La Mission électorale de l'Union des nations sud-américaines (UNASUR), établie au Venezuela depuis la semaine dernière, a déploré dans un communiqué la mort de l'opposant et exprimé «son rejet le plus déterminé de tout type de violence qui puisse affecter le déroulement normal du processus électoral».

Elle a également lancé un appel aux autorités «pour que soit menée une enquête exhaustive sur ce fait condamnable, dans le but d'éviter l'impunité face à cet événement».

L'UNASUR est la seule organisation internationale autorisée à accompagner le prochain scrutin législatif par les autorités électorales vénézuéliennes, qui ont refusé les missions d'observation des Nations Unies, de l'OEA et de l'Union européenne.

Une opposante accuse le président

Lilian Tintori, figure importante de l'opposition au président vénézuélien, a accusé jeudi Nicolas Maduro d'être responsable du meurtre, affirmant se sentir elle aussi menacée.

«Ils veulent me tuer», a déclaré l'épouse de l'opposant radical incarcéré Leopoldo Lopez, lors d'une conférence de presse. Elle a affirmé s'être trouvée à «deux mètres» de Luis Manuel Diaz, secrétaire général de l'Action démocratique (AD) quand il a été tué par balle mercredi soir, en pleine réunion, à Altagracia de Orituco (centre).

«Ils veulent terroriser les Vénézuéliens (...) Pour moi, Nicolas Maduro est le responsable direct», a-t-elle affirmé, appelant toutefois ses partisans à «garder le calme».

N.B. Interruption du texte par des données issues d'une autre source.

PR #88, opened 2019-01-13
Use qpdf to flatten forms

smilingthax:
CAVEATS: Will make cups-filter to depend on qpdf 8.4.0, which is not even available yet!
I'm also not sure about the issues to reference...

### DIFF
--- a/NEWS
+++ b/NEWS
@@ -9,6 +9,7 @@ CHANGES IN V1.21.7
 	  Poppler 0.18 (Pull request #83).
 	- cups-browsed: Fixed crash in applying the BrowseFilter
 	  cups-browsed.conf directives (Debian bug #916765).
+	- pdftopdf: Use QPDF for form flattening (Issues #23, #36, #2)
 
 CHANGES IN V1.21.6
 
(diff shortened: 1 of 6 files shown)


tillkamppeter:
Thank you very much for your patches, but my suggestion is to do it differently:
The flattening workaround based on pdftocairo and Ghostscript should not be removed but stay inside as an alternative way of flattening. The QPDF solution will be used by default then and the external utilities users can activate as alternative should they run into problems with the QPDF-based flattening.
Similar to the possibility to choose the PDF interpreter in the pdftops filter using the "pdftops-renderer" (see README file of cups-filters) the form flattening method should be also selectable by an option. My suggestion is to call the option "pdftopdf-form-flattening" with the choices "qpdf", "pdftocairo", and "ghostscript".
In addition, there should be conditional compiling to allow building cups-filters also with QPDF < 8.4.0 but then without QPDF-based form-flattening.
If the "pdftops-renderer" is not supplied and pdftopdf got built with QPDF-based form-flattening, this is used by default, if it was built without QPDF-based form-flattening, the two alternatives are tried, first pdftocairo and then Ghostscript, as before.
Can you implement it this way? Thanks in advance.

tillkamppeter:
The bug with the closing of the infile I have fixed now. Thank you very much for making me aware of this.
I have checked and it is actually possible to support both QPDF-based and external flattening with selection of the method by an option. I will implement this soon.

Lilian Tintori est devenue une figure importante de l'opposition vénézuélienne depuis que son mari, le leader de l'aile radicale de l'opposition Leopoldo Lopez, a été emprisonné en février 2014.

Il a depuis été condamné à plus de 13 ans de prison pour son rôle présumé dans les manifestations antigouvernementales entre février et mai 2014, qui avaient fait 43 morts selon le bilan officiel.

Devant la presse, Mme Tintori a raconté jeudi l'attaque contre M. Diaz : «Nous étions sur l'estrade, la candidate (à un poste de députée) Rummy Olivo allait commencer à chanter. J'étais à côté d'elle et à ce moment-là, nous avons entendu, très près, une rafale d'une dizaine de tirs. Nous nous sommes jetés au sol et j'ai vérifié que je n'étais pas touchée».

C'est le député Henry Ramos Allup, également secrétaire général national de ce parti d'opposition et candidat aux élections, qui a donné l'alerte sur Twitter, accusant des «bandes armées» liées au Parti socialiste (PSUV) au pouvoir d'avoir mené l'attaque.

Le président Nicolas Maduro a rejeté jeudi ces accusations, assurant qu'il s'agissait d'«un règlement de comptes entre bandes rivales».